Ultra cold atoms to understand confinement-deconfinement of quarks
An international team of researchers reports in Physical Review X Quantum on a novel approach that uses ultra-cold atoms as quantum simulators to understand the behavior of quarks in very extreme conditions.
According to the Standard Model of particle physics, quarks are confined into groups forming more complex objects, such as protons and neutrons. Immediately after the Big Bang occurred, the universe was at extremely high temperatures and filled with a hot and very dense matter known as baryonic matter. Right before it eventually cooled down and quarks became confined forming these atomic elements we know and have heard about frequently, these quarks were deconfined and independent, forming a so-called quark-gluon plasma. Such matter is still being created in the present universe in the final stage of stellar objects, such as in gamma-ray bursts or Type-II supernovae (core-collapse) or still can be found permanently in the core of neutron stars.
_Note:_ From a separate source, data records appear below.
PR #6747, opened 2025-05-07
[Feature] Create assembly samples from home page

nadr0:
# Issue

Users were unable to create a sample for assembly KCL samples. We did not support bulk create kcl files

# Implementation

- Updated `manifest.json` to output all of the project files within kcl samples
  - This is required because we cannot `ls` the electron file server for all the files. We can fetch all of them through the local web server. We need to list them all out since it isn't baked into the binary at the OS level as a file path to copy? 
- Updated the create sample workflow to look up the KCL sample for assembly or single file
- Exports all KCL samples into an array
- Find KCL sample function since we don't have a lookup table
- Fixed `blob.size` of 0 for [thumbnails](https://github.com/KittyCAD/modeling-app/pull/6747/files#diff-98078450a216d540fa31c3db5b1a730d5e46e140c4a413846d446928cac01293R70) if the write fails (aka they close) 
- Create a sample for assembly samples will only allow `new project` due to pathing problems and duplicate name detection
  - If we support importing from sub dirs this can be fixed in the future


src/lib/commandBarConfigs/applicationCommandConfig.ts
```diff
@@ -115,37 +112,69 @@ export function createApplicationCommands({
...
+              (isDesktop() ? '.' : '') +
+              `/kcl-samples/${encodeURIComponent(
+                projectPathPart
+              )}/${encodeURIComponent(file)}`
+            return fetch(sampleCodeUrl).then((response) => {
+              return {
+                response,
+                file,
+                projectName: projectPathPart,
               }
```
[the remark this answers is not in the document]
franknoirot: We could throw a
```ts
.catch(reportRejection)
```

on there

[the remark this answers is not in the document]
nadr0: Also what if the `response.ok` is truthy and then the content is `empty`? Then I do text extraction and it is empty? The intention is that URL should be giving me a real resource. The expectation isn't a resource of an empty string.

I don't think `response.ok` is enough bot.

e2e/playwright/testing-samples-loading.spec.ts
```diff
@@ -152,6 +154,7 @@ test.describe('Testing loading external models', () => {
 
       await test.step(`Ensure we made and opened a new file`, async () => {
         await editor.expectEditor.toContain('// ' + sampleOne.title)
+        await page.pause()
```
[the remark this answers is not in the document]
nadr0: shit u got me on this one bot, we even now.

src/lib/commandBarConfigs/applicationCommandConfig.ts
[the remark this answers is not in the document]
franknoirot: That's what I get for not reading the context around the code, I didn't see [the `.catch(reportRejection) down on 179](https://github.com/KittyCAD/modeling-app/pull/6747/files/b173f5fb0f73aac48b45065ab9f8291207cdb062#diff-bdf38726b1d6b8a3d5063d968418b9d284178186d18ac1f11072151710c050a1R179)

e2e/playwright/testing-samples-loading.spec.ts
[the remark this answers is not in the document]
franknoirot: lol we are so back

src/lib/commandBarConfigs/applicationCommandConfig.ts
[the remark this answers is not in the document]
franknoirot: Yeah bot doesn't get that this is a local, controlled endpoint that we are just fetching an asset from, and that we don't need to be as defensive in our code here.

src/lib/commandBarConfigs/applicationCommandConfig.ts
```diff
@@ -115,37 +113,70 @@ export function createApplicationCommands({
...
+                })
+              } else {
+                /**
+                 * Bulk create the assembly and navigate to the project
+                 */
+                systemIOActor.send({
+                  type: SystemIOMachineEvents.bulkCreateKCLFilesAndNavigateToProject,
+                  data: {
+                    files: requestedFiles,
+                    requestedProjectName: requestedProjectName,
```
franknoirot, line 176:
```suggestion
                    requestedProjectName: uniqueNameIfNeeded,
```

nadr0: Directly committed this, thanks!

src/lib/commandBarConfigs/applicationCommandConfig.ts
```diff
@@ -1,19 +1,100 @@
...
+      if (requestedFiles.length === 1) {
+        /**
+         * Navigates to the single file that could be renamed on disk for duplicates
+         */
+        const folderNameBecomesKCLFileName = projectPathPart + FILE_EXT
+        systemIOActor.send({
+          type: SystemIOMachineEvents.importFileFromURL,
+          data: {
+            requestedProjectName: requestedFiles[0].requestedProjectName,
+            requestedFileNameWithExtension: folderNameBecomesKCLFileName,
```
franknoirot, line 79: nit: this is the bit of logic I was saying if `data.method === "newProject"` we probably don't need to reassign this file name right? so then the user gets something like `/bottle-1/main.kcl` matching the KCL sample as closely as possible

franknoirot (commented):
Sick just writing my understanding of the workflows here:
1. Using "Add KCL file to project" with an assembly KCL sample
    1. Cannot use the "Add to current project" approach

A quark-gluon plasma is approximately 100,000 times hotter than the center of the sun.
Now, studies have been conducted to understand the nature of this confinement-deconfinement phase transition, but it is still an open problem to be solved in high-energy physics, stemming from the complexity of solving the corresponding non-Abelian gauge theories describing such nonperturbative processes using standard analytical or numerical techniques.
Thus, quantum simulators are proving to being capable in approaching this and related questions and search for a proper solution in a more efficient way. In a recent study published in Physical Review X Quantum, ICFO researchers Daniel González-Cuadra, Alexandre Dauphin, led by ICREA Prof. at ICFO Maciej Lewenstein, in collaboration with M. Aidelsburger from Ludwig-Maximilians-Universität and A. Bermudez, from the Universidad Complutense de Madrid, report on a novel approach that could solve simplified cases of this issue, by using cold-atomic systems.
In particular, they show how a Bose-Fermi atomic mixture in an optical lattice can be described at low energies by a quantum field theory that, although much simpler, shares many qualitative features with quantum chromodynamics, the sector of the Standard Model describing quarks. They are able to find a confinement-deconfinement transition between fractionally charged quasiparticles, and show how it could be investigated using state-of-the-art experimental resources. Other similarities with quark physics include dynamical mass generation and chiral symmetry restoration. Despite the microscopic differences, such a near-term simulator can help to understand universal features about confinement that could foster further progress in particle physics.
This results obtained in this study suggest alternative paths to study high-energy phenomena where, instead of simulating the full problem at hand, the flexibility of these ultra-cold atomic systems is employed to design simplified models that can provide information about the problem at large.